### TO DO:
Please find how many lines of the data contain the string "configure", and respond with that number only.
RECORDS FOR THE TASK below:
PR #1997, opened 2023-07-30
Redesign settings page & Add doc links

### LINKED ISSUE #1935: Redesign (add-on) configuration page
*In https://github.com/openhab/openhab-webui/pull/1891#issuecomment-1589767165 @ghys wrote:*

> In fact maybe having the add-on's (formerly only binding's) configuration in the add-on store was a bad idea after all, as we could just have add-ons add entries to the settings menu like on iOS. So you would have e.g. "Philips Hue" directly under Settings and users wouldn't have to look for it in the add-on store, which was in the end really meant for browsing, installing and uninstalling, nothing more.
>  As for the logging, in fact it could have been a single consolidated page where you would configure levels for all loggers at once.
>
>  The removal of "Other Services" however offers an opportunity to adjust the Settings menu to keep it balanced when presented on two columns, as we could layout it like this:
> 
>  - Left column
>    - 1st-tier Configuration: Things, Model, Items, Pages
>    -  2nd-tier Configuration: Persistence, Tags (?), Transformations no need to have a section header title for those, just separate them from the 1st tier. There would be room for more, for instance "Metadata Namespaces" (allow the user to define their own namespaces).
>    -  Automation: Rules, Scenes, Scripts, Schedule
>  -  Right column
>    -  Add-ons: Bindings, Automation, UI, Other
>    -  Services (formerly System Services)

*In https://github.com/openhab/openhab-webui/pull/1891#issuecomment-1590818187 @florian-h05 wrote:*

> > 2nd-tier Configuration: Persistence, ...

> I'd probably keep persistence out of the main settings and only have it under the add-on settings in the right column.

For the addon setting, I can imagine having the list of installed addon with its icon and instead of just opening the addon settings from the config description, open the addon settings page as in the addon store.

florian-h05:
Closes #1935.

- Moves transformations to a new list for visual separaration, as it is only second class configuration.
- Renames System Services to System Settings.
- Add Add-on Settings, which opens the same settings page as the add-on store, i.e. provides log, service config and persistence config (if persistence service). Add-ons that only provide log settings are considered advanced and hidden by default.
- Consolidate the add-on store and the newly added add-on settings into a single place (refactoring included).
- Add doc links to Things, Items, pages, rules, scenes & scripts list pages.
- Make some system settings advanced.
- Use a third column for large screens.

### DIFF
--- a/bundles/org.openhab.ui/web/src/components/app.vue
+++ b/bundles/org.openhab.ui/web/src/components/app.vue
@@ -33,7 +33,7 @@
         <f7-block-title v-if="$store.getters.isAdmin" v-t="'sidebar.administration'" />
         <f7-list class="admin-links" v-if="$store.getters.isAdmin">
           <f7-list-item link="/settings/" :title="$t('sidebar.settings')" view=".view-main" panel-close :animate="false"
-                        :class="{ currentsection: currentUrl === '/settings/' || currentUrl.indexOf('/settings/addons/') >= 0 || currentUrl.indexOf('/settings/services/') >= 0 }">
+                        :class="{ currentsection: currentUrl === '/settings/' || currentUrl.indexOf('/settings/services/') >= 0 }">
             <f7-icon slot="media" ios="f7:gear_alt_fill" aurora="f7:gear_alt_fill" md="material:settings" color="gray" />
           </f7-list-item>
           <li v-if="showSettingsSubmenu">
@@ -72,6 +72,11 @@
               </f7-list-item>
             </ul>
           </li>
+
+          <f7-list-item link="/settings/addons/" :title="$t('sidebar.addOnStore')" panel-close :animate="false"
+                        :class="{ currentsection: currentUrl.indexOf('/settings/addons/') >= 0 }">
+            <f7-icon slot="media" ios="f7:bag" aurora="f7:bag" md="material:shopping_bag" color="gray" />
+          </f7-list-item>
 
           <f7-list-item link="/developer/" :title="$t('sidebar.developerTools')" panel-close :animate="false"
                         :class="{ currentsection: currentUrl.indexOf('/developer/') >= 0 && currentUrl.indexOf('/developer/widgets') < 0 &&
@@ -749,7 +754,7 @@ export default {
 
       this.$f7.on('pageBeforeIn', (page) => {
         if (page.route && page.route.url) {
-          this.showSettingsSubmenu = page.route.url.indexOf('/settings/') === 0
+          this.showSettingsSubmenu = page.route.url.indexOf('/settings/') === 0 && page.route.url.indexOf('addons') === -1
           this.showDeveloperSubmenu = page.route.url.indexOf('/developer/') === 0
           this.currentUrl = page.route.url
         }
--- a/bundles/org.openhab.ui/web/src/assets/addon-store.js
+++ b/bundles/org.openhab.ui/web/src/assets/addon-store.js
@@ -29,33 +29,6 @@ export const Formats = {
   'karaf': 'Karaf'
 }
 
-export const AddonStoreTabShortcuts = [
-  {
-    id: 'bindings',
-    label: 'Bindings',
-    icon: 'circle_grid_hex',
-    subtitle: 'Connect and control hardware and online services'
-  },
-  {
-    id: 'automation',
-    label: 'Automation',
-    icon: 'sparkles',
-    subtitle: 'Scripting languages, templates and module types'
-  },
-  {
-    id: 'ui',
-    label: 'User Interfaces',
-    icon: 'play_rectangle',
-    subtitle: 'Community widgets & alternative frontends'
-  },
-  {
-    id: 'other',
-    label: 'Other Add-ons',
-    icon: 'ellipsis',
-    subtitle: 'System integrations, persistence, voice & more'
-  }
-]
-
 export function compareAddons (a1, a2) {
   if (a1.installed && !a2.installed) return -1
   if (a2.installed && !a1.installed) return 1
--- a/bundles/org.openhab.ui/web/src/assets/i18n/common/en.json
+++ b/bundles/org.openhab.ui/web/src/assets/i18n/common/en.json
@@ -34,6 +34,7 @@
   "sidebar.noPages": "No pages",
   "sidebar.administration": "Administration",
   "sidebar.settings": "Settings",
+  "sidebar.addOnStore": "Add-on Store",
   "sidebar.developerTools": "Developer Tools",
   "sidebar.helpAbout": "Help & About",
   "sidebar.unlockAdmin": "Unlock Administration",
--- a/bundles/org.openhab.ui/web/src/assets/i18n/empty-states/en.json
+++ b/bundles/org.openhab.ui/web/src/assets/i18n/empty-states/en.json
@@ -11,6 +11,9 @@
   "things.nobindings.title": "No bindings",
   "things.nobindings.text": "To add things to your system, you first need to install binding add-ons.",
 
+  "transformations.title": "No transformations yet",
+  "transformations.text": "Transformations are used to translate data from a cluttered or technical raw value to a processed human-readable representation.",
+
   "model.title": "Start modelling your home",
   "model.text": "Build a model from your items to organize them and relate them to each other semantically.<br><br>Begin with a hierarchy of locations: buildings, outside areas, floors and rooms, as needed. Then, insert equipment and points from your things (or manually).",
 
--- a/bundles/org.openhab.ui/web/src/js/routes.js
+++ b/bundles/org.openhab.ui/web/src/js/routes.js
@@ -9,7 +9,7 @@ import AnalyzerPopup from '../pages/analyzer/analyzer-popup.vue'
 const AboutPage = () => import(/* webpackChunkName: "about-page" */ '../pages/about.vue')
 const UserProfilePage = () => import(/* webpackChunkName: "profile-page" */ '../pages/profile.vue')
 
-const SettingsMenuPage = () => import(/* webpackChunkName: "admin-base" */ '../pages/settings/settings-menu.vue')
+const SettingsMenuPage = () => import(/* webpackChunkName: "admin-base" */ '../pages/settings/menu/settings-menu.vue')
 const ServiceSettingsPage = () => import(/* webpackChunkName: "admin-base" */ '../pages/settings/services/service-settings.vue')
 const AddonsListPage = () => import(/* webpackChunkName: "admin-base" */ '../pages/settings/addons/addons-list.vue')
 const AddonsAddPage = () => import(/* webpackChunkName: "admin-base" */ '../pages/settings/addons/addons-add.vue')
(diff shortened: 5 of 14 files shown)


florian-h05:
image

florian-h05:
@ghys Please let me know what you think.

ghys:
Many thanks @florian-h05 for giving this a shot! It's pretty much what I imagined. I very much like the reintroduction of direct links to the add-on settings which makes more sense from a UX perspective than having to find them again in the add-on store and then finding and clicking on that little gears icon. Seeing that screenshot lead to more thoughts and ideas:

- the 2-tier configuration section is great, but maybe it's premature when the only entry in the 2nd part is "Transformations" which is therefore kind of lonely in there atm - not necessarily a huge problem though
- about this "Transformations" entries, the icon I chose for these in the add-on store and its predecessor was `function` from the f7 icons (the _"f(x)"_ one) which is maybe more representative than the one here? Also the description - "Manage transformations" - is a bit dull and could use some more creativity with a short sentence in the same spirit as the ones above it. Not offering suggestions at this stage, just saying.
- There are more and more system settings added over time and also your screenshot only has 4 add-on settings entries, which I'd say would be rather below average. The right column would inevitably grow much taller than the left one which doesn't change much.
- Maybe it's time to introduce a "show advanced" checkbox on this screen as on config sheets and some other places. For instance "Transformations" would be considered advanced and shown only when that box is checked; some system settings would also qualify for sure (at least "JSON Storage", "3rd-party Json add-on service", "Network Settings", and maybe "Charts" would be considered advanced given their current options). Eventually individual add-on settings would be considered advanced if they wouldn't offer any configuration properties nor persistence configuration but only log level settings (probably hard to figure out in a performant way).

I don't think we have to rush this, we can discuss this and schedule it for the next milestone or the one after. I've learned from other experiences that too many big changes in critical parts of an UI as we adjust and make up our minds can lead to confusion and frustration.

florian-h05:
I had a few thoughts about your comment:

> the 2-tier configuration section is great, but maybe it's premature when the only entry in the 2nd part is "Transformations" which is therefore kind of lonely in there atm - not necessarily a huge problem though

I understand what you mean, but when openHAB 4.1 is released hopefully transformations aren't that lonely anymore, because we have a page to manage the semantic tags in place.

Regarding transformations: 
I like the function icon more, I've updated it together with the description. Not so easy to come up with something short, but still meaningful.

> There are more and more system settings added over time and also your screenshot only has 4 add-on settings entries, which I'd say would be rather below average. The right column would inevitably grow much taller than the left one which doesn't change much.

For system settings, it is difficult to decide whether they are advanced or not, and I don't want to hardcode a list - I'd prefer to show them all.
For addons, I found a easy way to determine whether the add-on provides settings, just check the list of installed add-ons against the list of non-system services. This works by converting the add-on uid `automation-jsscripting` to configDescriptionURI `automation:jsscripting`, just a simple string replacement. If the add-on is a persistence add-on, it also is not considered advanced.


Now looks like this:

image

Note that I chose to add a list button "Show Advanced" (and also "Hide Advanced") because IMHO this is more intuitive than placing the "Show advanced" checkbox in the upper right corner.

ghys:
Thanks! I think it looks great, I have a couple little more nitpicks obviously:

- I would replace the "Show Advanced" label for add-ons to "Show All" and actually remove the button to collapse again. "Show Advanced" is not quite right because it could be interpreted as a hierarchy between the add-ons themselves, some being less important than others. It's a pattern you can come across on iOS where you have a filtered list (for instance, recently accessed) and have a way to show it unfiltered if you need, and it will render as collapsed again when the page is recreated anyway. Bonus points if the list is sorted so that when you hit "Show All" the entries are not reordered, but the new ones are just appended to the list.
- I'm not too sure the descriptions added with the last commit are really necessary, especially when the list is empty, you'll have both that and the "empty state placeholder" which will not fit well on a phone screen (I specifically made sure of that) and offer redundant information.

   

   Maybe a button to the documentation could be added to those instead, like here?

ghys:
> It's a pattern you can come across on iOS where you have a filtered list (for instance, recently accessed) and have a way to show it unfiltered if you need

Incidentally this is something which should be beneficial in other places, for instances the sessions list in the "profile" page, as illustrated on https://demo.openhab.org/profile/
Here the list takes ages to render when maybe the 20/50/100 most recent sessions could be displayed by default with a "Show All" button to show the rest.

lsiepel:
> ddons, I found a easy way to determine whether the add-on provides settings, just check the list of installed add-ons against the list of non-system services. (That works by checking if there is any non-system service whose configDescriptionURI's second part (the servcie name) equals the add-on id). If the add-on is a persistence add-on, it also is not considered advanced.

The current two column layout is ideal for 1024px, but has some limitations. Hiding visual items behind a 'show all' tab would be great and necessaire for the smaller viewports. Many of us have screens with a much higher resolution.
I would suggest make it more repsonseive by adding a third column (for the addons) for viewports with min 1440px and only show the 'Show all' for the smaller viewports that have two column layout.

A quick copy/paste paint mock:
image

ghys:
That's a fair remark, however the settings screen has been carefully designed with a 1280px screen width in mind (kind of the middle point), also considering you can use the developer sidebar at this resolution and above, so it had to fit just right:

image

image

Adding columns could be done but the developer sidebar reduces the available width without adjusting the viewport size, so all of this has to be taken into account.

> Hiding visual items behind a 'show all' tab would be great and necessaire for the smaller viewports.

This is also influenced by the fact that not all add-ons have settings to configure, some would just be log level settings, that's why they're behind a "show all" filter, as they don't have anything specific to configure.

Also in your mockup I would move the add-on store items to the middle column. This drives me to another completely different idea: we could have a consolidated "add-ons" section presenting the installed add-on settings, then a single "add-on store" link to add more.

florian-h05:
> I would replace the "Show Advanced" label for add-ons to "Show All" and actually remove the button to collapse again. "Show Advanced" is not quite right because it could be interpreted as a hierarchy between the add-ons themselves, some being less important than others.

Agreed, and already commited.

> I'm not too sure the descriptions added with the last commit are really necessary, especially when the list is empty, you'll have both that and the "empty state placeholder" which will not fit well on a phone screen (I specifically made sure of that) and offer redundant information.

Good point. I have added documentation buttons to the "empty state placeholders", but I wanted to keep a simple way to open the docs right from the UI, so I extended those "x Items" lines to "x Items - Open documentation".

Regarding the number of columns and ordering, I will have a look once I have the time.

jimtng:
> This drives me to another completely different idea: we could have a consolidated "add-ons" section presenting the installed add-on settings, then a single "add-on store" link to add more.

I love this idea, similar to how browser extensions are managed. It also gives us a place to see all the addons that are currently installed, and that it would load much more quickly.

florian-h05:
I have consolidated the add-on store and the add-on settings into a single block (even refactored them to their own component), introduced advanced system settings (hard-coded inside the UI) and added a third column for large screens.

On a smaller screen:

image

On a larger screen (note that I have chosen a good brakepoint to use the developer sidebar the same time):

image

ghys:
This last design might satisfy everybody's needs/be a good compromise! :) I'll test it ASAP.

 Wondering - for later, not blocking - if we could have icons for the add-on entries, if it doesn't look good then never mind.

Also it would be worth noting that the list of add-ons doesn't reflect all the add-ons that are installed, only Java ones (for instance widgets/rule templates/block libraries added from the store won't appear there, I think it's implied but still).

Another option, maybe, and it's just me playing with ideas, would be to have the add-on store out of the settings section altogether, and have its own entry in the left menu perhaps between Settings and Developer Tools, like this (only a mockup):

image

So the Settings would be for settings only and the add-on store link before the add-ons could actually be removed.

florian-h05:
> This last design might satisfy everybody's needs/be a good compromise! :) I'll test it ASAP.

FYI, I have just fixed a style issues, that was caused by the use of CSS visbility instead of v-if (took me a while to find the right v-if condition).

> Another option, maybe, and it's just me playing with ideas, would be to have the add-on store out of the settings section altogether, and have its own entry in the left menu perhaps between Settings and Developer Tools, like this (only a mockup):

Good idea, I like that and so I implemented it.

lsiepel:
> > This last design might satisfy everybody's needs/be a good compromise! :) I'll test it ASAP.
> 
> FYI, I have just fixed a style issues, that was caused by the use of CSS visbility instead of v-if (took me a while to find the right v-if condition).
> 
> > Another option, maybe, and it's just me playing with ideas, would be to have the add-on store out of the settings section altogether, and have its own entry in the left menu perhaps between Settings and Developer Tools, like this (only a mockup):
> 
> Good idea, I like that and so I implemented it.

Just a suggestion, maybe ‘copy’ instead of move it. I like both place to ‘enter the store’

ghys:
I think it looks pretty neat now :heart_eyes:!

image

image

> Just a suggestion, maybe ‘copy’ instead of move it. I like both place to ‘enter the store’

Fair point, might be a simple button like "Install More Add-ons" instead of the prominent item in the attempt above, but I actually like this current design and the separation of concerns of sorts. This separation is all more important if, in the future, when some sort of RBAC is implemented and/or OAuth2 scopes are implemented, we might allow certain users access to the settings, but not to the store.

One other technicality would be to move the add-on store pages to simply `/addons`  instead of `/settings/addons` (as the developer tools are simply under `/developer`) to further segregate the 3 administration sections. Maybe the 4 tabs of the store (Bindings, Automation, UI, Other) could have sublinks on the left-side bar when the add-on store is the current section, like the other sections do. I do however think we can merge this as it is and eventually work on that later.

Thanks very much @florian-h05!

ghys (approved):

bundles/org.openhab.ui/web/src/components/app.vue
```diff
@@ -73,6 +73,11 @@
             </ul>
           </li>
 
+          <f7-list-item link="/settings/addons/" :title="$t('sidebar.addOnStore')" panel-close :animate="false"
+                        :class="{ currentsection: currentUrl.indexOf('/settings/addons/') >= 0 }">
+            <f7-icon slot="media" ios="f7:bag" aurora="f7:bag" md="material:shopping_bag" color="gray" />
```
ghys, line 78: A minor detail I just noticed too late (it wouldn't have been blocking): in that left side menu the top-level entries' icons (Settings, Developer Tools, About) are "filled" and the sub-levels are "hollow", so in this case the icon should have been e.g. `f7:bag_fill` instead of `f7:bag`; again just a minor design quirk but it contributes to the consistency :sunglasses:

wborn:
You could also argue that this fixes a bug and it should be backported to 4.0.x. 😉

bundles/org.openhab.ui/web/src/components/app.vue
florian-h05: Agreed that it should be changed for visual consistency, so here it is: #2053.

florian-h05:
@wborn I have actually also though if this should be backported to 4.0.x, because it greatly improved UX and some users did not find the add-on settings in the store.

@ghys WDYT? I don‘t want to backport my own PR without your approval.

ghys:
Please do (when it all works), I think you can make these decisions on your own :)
End of RECORDS FOR THE TASK.
### RESULT FOR THIS EXERCISE:
2